> What you should do
Produce the listing below again, exactly as shown.

> Records shown
* * *

PR #720, opened 2022-07-25
#694 Upload Ballots

### LINKED ISSUE #694: ✨ Upload Ballots in GUI

### Suggestion

As an admin I want to select an election and a folder full of ballots to upload so that I can subsequently decrypt them

### Possible Implementation

_No response_

### Anything else?

_No response_

lprichar:
### Issue
Fixes #694 

### Description
Provides the ability to upload ballots to an election.

upload-ballots

### Testing
1. Create an election
2. Select the new upload icon in the upper right

image

3. Select a device file and ballot folder

image

4. Click upload

Expected: a success screen, see gif in the Description section

### DIFF
--- a/src/electionguard_gui/services/ballot_upload_service.py
+++ b/src/electionguard_gui/services/ballot_upload_service.py
@@ -1,0 +1,55 @@
+from datetime import datetime
+from bson import ObjectId
+from pymongo.database import Database
+from electionguard_gui.services.eel_log_service import EelLogService
+from electionguard_gui.services.service_base import ServiceBase
+from electionguard_gui.services.authorization_service import AuthorizationService
+
+
+class BallotUploadService(ServiceBase):
+    """Responsible for functionality related to ballot uploads"""
+
+    _log: EelLogService
+    _auth_service: AuthorizationService
+
+    def __init__(
+        self, log_service: EelLogService, auth_service: AuthorizationService
+    ) -> None:
+        self._log = log_service
+        self._auth_service = auth_service
+
+    def create(
+        self,
+        db: Database,
+        election_id: str,
+        device_file_name: str,
+        device_file_contents: str,
+    ) -> str:
+        election = {
+            "election_id": election_id,
+            "device_file_name": device_file_name,
+            "device_file_contents": device_file_contents,
+            "ballots": [],
+            "created_by": self._auth_service.get_user_id(),
+            "created_at": datetime.utcnow(),
+        }
+        self._log.trace(f"inserting ballot upload for: {election_id}")
+        inserted_id = db.ballot_uploads.insert_one(election).inserted_id
+        return str(inserted_id)
+
+    def add_ballot(
+        self,
+        db: Database,
+        ballot_upload_id: str,
+        file_name: str,
+        file_contents: str,
+    ) -> None:
+        self._log.trace(f"adding ballot {file_name} to {ballot_upload_id}")
+        db.ballot_uploads.update_one(
+            {"_id": ObjectId(ballot_upload_id)},
+            {
+                "$push": {
+                    "ballots": {"file_name": file_name, "file_contents": file_contents}
+                }
+            },
+        )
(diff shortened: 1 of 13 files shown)


src/electionguard_gui/services/ballot_upload_service.py
```diff
@@ -0,0 +1,55 @@
...
+        election = {
+            "election_id": election_id,
+            "device_file_name": device_file_name,
+            "device_file_contents": device_file_contents,
+            "ballots": [],
+            "created_by": self._auth_service.get_user_id(),
+            "created_at": datetime.utcnow(),
+        }
+        self._log.trace(f"inserting ballot upload for: {election_id}")
+        inserted_id = db.ballot_uploads.insert_one(election).inserted_id
```
lprichar, line 37: One thing I struggle with in NoSQL databases is when to use a new collection vs how much stuff to stuff into an existing record of an existing collection.  This felt like a new collection with a "foreign key" kind of situation, otherwise the election record would just get gigantic with all those ballots in it.

src/electionguard_gui/web/components/admin/upload-ballots-component.js
```diff
@@ -0,0 +1,122 @@
...
+      if (!result.success) {
+        throw new Error(result.message);
+      }
+      this.ballotsProcessed++;
+      return result.result;
+    },
+    async uploadBallotFiles(uploadId, ballotFiles) {
+      for (let i = 0; i < ballotFiles.length; i++) {
+        const ballotFile = ballotFiles[i];
+        const ballotContents = await ballotFile.text();
```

* * *

> Written response
PR #720, opened 2022-07-25
#694 Upload Ballots

### LINKED ISSUE #694: ✨ Upload Ballots in GUI

### Suggestion

As an admin I want to select an election and a folder full of ballots to upload so that I can subsequently decrypt them

### Possible Implementation

_No response_

### Anything else?

_No response_

lprichar:
### Issue
Fixes #694 

### Description
Provides the ability to upload ballots to an election.

upload-ballots

### Testing
1. Create an election
2. Select the new upload icon in the upper right

image

3. Select a device file and ballot folder

image

4. Click upload

Expected: a success screen, see gif in the Description section

### DIFF
--- a/src/electionguard_gui/services/ballot_upload_service.py
+++ b/src/electionguard_gui/services/ballot_upload_service.py
@@ -1,0 +1,55 @@
+from datetime import datetime
+from bson import ObjectId
+from pymongo.database import Database
+from electionguard_gui.services.eel_log_service import EelLogService
+from electionguard_gui.services.service_base import ServiceBase
+from electionguard_gui.services.authorization_service import AuthorizationService
+
+
+class BallotUploadService(ServiceBase):
+    """Responsible for functionality related to ballot uploads"""
+
+    _log: EelLogService
+    _auth_service: AuthorizationService
+
+    def __init__(
+        self, log_service: EelLogService, auth_service: AuthorizationService
+    ) -> None:
+        self._log = log_service
+        self._auth_service = auth_service
+
+    def create(
+        self,
+        db: Database,
+        election_id: str,
+        device_file_name: str,
+        device_file_contents: str,
+    ) -> str:
+        election = {
+            "election_id": election_id,
+            "device_file_name": device_file_name,
+            "device_file_contents": device_file_contents,
+            "ballots": [],
+            "created_by": self._auth_service.get_user_id(),
+            "created_at": datetime.utcnow(),
+        }
+        self._log.trace(f"inserting ballot upload for: {election_id}")
+        inserted_id = db.ballot_uploads.insert_one(election).inserted_id
+        return str(inserted_id)
+
+    def add_ballot(
+        self,
+        db: Database,
+        ballot_upload_id: str,
+        file_name: str,
+        file_contents: str,
+    ) -> None:
+        self._log.trace(f"adding ballot {file_name} to {ballot_upload_id}")
+        db.ballot_uploads.update_one(
+            {"_id": ObjectId(ballot_upload_id)},
+            {
+                "$push": {
+                    "ballots": {"file_name": file_name, "file_contents": file_contents}
+                }
+            },
+        )
(diff shortened: 1 of 13 files shown)


src/electionguard_gui/services/ballot_upload_service.py
```diff
@@ -0,0 +1,55 @@
...
+        election = {
+            "election_id": election_id,
+            "device_file_name": device_file_name,
+            "device_file_contents": device_file_contents,
+            "ballots": [],
+            "created_by": self._auth_service.get_user_id(),
+            "created_at": datetime.utcnow(),
+        }
+        self._log.trace(f"inserting ballot upload for: {election_id}")
+        inserted_id = db.ballot_uploads.insert_one(election).inserted_id
```
lprichar, line 37: One thing I struggle with in NoSQL databases is when to use a new collection vs how much stuff to stuff into an existing record of an existing collection.  This felt like a new collection with a "foreign key" kind of situation, otherwise the election record would just get gigantic with all those ballots in it.

src/electionguard_gui/web/components/admin/upload-ballots-component.js
```diff
@@ -0,0 +1,122 @@
...
+      if (!result.success) {
+        throw new Error(result.message);
+      }
+      this.ballotsProcessed++;
+      return result.result;
+    },
+    async uploadBallotFiles(uploadId, ballotFiles) {
+      for (let i = 0; i < ballotFiles.length; i++) {
+        const ballotFile = ballotFiles[i];
+        const ballotContents = await ballotFile.text();
```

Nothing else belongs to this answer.